In carrying out the invention, the contact cap 33 is fixed with respect to the casing 26 in the sense that they move radially together as the position of the casing changes relative to the body 25 due to a change in the major diameter of the splines 11. More specifically, the spring 36 urges the contact cap into engagement with the flange 26B of the casing and urges the end 26A of the casing into engagement with the splines, so as to establish a predetermined distance between the second electrical contact surface 37 and the crowns of the splines. Therefore, as the casing position changes with respect to the body, the spring 36 maintains this predetermined distance. As a result, the second electrical contact is automatically positioned with respect to the crowns of the splines.
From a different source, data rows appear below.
PR #9842, opened 2026-06-02
AIESW-35018 Fix failure token for xrt-smi preemption overhead test

rchane:
https://jira.xilinx.com/browse/AIESW-35018
Discovered in internal testing
Test was always passing even after failures due to test_token_passed being set after cleanup. Now, we check for any failures before setting to passed after cleanup.
N/A
Testing on GPT.
N/A

### DIFF
--- a/src/runtime_src/core/tools/common/tests/TestPreeemptionOverhead.cpp
+++ b/src/runtime_src/core/tools/common/tests/TestPreeemptionOverhead.cpp
@@ -89,13 +89,16 @@ run_strix(const std::shared_ptr<xrt_core::device>& dev, const xrt_core::archive*
   catch(const std::exception& e) {
     XBValidateUtils::logger(ptree, "Error", e.what());
     ptree.put("status", XBValidateUtils::test_token_failed);
+
+    // Restore the original preemption state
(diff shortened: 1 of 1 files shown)


aktondak (changes requested):
Why cant we do an early exit at line 118 when the test fails? This if check is unnecessary. In case the test fails, we should disable preemption, log error and return.

rchane:
> Why cant we do an early exit at line 118 when the test fails? This if check is unnecessary. In case the test fails, we should disable preemption, log error and return.

We need to restore the original preemption state regardless of failure, so there would be repetitive code in that case (restoration both in and out of the catch). In the case there is an early failure before the restoration, we still need to restore after.

aktondak:
> > Why cant we do an early exit at line 118 when the test fails? This if check is unnecessary. In case the test fails, we should disable preemption, log error and return.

Since the length of the plunger is greater than this predetermined distance, the plunger is operable to establish and cut off electrical continuity in the electrical circuit independently of the major diameter of the splines.
Advantageously, the spline counting mechanism 10 includes a scale 43 (FIG. 3) to visually indicate the major diameter of the splines 11 on the shaft 12. The scale 43 is mounted on the upper surface of the housing 13 adjacent a slot 55 formed in the upper housing section 13C. The slot 55 is formed parallel with the slot 31 and adjacent the slider assembly 24 so that a portion of the body 25 is visible through the slot 55. The graduations on the scale are marked so that the major diameter of the splines on the shaft is visually indicated by the marking of the graduation that is aligned with the back surface of the body 25 when the shaft is secured in the spline counting mechanism 10.
From the foregoing, it will be apparent that the present invention brings to the art a new and improved spline counting mechanism 10 which is capable of automatically counting the number of splines on a shaft as the mechanism is simply rotated through one revolution. By virtue of the unique construction of the slider assembly 24, the spline counting mechanism is capable of counting the number of splines on a shaft independently of the major diameter of the splines. As a result, splined shafts may be quickly and easily identified and sorted as to the number of splines on the shaft and as to the size of the splines.